Imagine building a shed in a field. It’s a lovely field, but you want in it, a shed. Upon finishing the shed you punch the air and celebrate cool shed vibes. You pronounce the shed to be good. Should we conclude that there is something wrong with the fields that don’t have sheds? There is certainly no reason to conclude that, given the available information. Even if the field had not been described at the outset as lovely, there is still nothing there to suggest that a field is not at least as good as a shed. Not, at least, unless you’re a retired Anglican priest who’s presumably never approached the text upon which her religion is founded with anything even approaching curiosity.

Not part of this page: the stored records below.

PR #129, opened 2015-12-10
8.0 website blog types and snippet

gfcapalbo:
Extension and website snippet for blog posts.
           **website_blog_more_post_types**     adds the possibility of viewing blog posts in the list in three ways: only title (default) , title + teaser or full blog post in list.  The blog post types can be mixed in the same blog.
           **website_snippet_blog_display_post** : a snippet to visualize a blog post on your website.

PR #141, opened 2016-01-07
[8.0] Improve module website_breadcrumb

JonathanNEMRY:
This PR provides a new snippet that allows user to add the breadcrumb where you want into the page
This also provides some improvements and fixes with the two differents criteria: "revert" & "include-self"


website_breadcrumb/views/templates.xml
```diff
@@ -6,6 +6,13 @@
 <data>
 
 <template id="breadcrumb" name="Breadcrumb snippet">
+    <t t-call="website_breadcrumb.breadcrumb-generator">
+        <t t-set='include_self' t-value='False'/>
+        <t t-set='revert_order' t-value='True'/>
+    </t>
+</template>
+
+<template id="breadcrumb-generator" name="Breadcrumb snippet generator">
```
yajo: The usual standard is to use `_` instead of `-` in ids.

Also I think that with this change, _website_breadcrumb_ should depend on _website_snippet_breadcrumb_ and not the other way around. If you want automatic breadcrumbs in the top of your pages, you will not care about the ability to put them manually or not; but if you want to put them manually, you will be disturbed by automatic breadcrumbs appearing in many pages.

website_node_branded/README.rst
```diff
@@ -0,0 +1,52 @@
+.. image:: https://img.shields.io/badge/licence-AGPL--3-blue.svg
+    :target: http://www.gnu.org/licenses/agpl-3.0-standalone.html
+    :alt: License: AGPL-3
+
+====================
+website_node_branded
+====================
+
+Once installed, you can use the t-ignore-branding attribute on a <t> node to control if node is branded or qweb-active (bears a
+@data-oe-model or a @t-* *which is not t-field* as t-field does not section out views)
```
yajo, line 10: I'm not sure if it is my poor English or my lack of knowledge of QWeb's internals, but I don't understand what is this module doing. What's the branding stuff you are ignoring?

A more elaborated description with an example of a template and what should happen with that `t-ignore-branding` vs what would happen without it would help a lot.

website_snippet_breadcrumb/static/src/js/website_snippet_breadcrumb.editor.js
```diff
@@ -0,0 +1,80 @@
+(function () {
```
Yajo: This should have the AGPL header.

website_snippet_breadcrumb/__openerp__.py
```diff
@@ -0,0 +1,19 @@
...
+# © 2015 ACSONE SA/NV (<http://acsone.eu>)
+# License AGPL-3.0 or later (http://www.gnu.org/licenses/agpl.html).
+{
+    'name': "Website Snippet Breadcrumb",
+    'summary': """Website Snippet Breadcrumb""",
+    'author': "Acsone SA/NV",
+    'website': "http://www.acsone.eu",
+    'category': 'Website',
+    'version': '8.0.1.0.0',
+    'depends': [
```
yajo, line 12: Missing license tag.

website_snippet_breadcrumb/views/snippets.xml
```diff
@@ -0,0 +1,40 @@
...
+                    <div class="oe_snippet_thumbnail">
+                        <img src="/website_snippet_breadcrumb/static/src/img/snippets/s_breadcrumb.png"
+                             class="oe_snippet_thumbnail_img"/>
+                        <span class="oe_snippet_thumbnail_title">
+                            Breadcrumb
+                        </span>
+                    </div>
+                    <section class="oe_snippet_body website_snippet_breadcrumb" data-revert-order='true' data-include-self='false'>
+                        <div class="parametricTemplate">
+                          <p>Dynamic Breadcrumb: The content will be replaced after saving the page</p>
```
yajo: I think a `ol.breadcrumb>li` placeholder would be more user friendly than a normal paragraph, to have a better preview of how will it look like.

yajo:
Tested in runbot, and it works pretty fine. :blush:

website_breadcrumb/views/templates.xml
JonathanNEMRY: Hi @Yajo 
IMO the dependency order is correct like that too because `website_breadcrumb` provides the base and `website_snippet_breadcrumb` provides an added value. I suggest to overwrite the template into the `website_snippet_breadcrumb` in order to disable it by default. By this way we switch into manual mode and only care about the dynamic snippet.
This could be a quick solution what do you think?

yajo: Adding a module that depends on another and disables what it does makes less sense than adding a module that adds something upon the previous one. That's why for me it seems more logical if the `website_snippet_breadcrumb` adds the template and logic (it should have the python part too), and then `website_breadcrumb` simply puts that on every page automatically.

If you still prefer to use manual mode, then please implement it in `website_breadcrumb` directly, to make usage consistent no matter if `website_snippet_breadcrumb` is installed. It should be enabled by default, since that's the original purpose of the module. Remember to update its README too.

lmignon: @Yajo IMO we can find pros and cons for the 2 POV. :+1: with the proposal of @JonathanNEMRY to disable the template of `website_breadcrumb` when we install `website_snippet_breadcrumb`. This proposal seems to be a good compromise to take care of your concern.

website_node_branded/README.rst
lmignon, line 10: @Yajo In Odoo if your snippet insert a `<t>`  element, the element will be removed when you save the page an not interpreted by the QWeb processor when the page is rendered. This technical module allows you to bypass this limitation. The breadcrum snippet is basic and only inserts a `<t t-call=...` element into the page https://github.com/acsone/website/blob/website_snippet_breadcrumb-jne/website_snippet_breadcrumb/static/src/js/website_snippet_breadcrumb.editor.js#L37
The credits of this Idea comes from Therp BV (https://github.com/OCA/website/pull/129)

yajo, line 10: If so, then why the snippet needs to inject it by js? Can't it be done directly? It's not going to be removed after all...

lmignon, line 10: @Yajo In this case, the '<t t-call' element  is injected by js because it's possible to configure the behavior of the snippet.

yajo, line 10: Ah OK. Please explain all of this, preferably with an example, in the README.

paolovalier:
tested on runbot, seems not working on blog pages but it's something great

paolovalier:
sorry, my mistake: it's all about configuring the website menus as stated in the README
my :+1:

website_node_branded/__openerp__.py
```diff
@@ -0,0 +1,18 @@
...
+{
+    'name': "website_node_branded",
+
+    'summary': """
+        Technical module providing a way to mark a node in a template as not
+        banded""",
+    'author': 'ACSONE SA/NV,'
+              'Odoo Community Association (OCA)',
+    'website': "http://acsone.eu",
+    'category': 'Uncategorized',
```
pedrobaeza, line 13: Please put a category here. You can use the same as the module website.

website_snippet_breadcrumb/README.rst
```diff
@@ -0,0 +1,69 @@
...
+ * save then you can see your breadcrumb
+
+Note that the breadcrumb is based on the menu hierarchy: Only pages referenced
+into a menu will trigger the computation of the breadcrumb
+
+.. image:: https://odoo-community.org/website/image/ir.attachment/5784_f2813bd/datas
+   :alt: Try me on Runbot
+   :target: https://runbot.odoo-community.org/runbot/162/8.0
+
+.. repo_id is available in https://github.com/OCA/maintainer-tools/blob/master/tools/repos_with_ids.txt
```
pedrobaeza, line 35: Remove this paragraph

website_snippet_breadcrumb/README.rst
```diff
@@ -0,0 +1,69 @@
...
+.. branch is "8.0" for example
+
+For further information, please visit:
```
pedrobaeza, line 38: Remove this paragraph

pedrobaeza:
The breadcrumb icon will be deformed in modules views, so please provide an square image.

website_node_branded/README.rst
gfcapalbo, line 10: @lmignon  Wouldn't it be nice to split   website_node_branded  in it's own PR?  I have some   documentation to contribute i think it would be cleaner./

lmignon:
@JonathanNEMRY can you rebase your work on https://github.com/OCA/website/pull/236 and takes into account the latest remarks? Thanks in advance.

pedrobaeza:
@JonathanNEMRY  Are you going to work on last comments?

simahawk:
2yrs old, no answer, closing.
@JonathanNEMRY feel free to re-open if needed, thanks!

She, or course, had faith. And what use if curiosity when you have faith?
She later says:
Honesty calls us to acknowledge darkness while seeking to live in the light.
What on Earth does this mean? Is the darkness just an absence of light? An absence of knowledge? A presence of evil? To be honest, it’s indistinguishable from a Star Wars trailer?
She also, for reasons I don’t fully yet understand, says this.
TILBY: Yet we still yearn for truth and believe that evidence and conscience and for many of us faith can guide us to live with integrity.
It’s not been my experience that enthusiastic Christians, and I acknowledge that there are exceptions, it’s not been my experience that enthusiastic Christians yearn much for truth. Enthusiastic Christians tend to behave as though they have the truth. I’ve met one or two who demonstrate remarkable imperviousness to subsequent challenge of this truth by fact or philosophy.